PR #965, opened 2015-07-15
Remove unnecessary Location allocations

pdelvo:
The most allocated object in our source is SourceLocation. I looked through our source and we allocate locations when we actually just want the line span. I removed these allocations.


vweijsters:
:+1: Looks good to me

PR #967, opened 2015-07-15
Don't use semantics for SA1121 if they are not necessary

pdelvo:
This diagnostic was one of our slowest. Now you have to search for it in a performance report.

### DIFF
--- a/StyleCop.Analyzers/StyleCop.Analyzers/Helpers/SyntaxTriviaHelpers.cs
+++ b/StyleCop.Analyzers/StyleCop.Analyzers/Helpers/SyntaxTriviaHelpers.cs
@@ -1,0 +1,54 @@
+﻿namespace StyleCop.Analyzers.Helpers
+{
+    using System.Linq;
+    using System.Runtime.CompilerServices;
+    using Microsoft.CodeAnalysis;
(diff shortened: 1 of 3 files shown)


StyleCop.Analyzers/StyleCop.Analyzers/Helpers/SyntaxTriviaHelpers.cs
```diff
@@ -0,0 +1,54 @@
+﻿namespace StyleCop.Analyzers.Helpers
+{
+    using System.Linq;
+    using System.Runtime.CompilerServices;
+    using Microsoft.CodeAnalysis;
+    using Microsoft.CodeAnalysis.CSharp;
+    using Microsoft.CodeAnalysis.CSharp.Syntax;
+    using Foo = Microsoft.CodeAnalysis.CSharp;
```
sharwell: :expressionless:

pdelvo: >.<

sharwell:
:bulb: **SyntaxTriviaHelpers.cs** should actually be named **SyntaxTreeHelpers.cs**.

----------

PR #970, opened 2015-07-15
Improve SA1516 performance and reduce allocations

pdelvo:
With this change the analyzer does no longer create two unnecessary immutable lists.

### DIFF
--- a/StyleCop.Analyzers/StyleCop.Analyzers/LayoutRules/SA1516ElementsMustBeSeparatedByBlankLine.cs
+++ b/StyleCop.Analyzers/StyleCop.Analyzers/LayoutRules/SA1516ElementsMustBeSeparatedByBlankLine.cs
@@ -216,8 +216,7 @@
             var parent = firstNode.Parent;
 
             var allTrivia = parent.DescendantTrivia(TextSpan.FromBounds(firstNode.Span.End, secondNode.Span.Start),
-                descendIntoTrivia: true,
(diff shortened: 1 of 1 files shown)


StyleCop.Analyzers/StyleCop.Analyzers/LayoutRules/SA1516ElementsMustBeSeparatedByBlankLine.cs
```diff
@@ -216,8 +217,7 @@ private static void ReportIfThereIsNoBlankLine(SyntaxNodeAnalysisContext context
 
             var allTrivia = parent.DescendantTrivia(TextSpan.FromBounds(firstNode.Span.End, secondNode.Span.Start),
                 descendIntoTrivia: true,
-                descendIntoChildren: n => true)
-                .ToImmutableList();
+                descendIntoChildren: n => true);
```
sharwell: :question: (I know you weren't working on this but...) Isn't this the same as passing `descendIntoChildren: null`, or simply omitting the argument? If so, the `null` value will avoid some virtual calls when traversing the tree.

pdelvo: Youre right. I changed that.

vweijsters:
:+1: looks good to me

----------

Prompt:
Filter the entries above and return only the lines holding "descendIntoTrivia".

Result below:
-                descendIntoTrivia: true,
                 descendIntoTrivia: true,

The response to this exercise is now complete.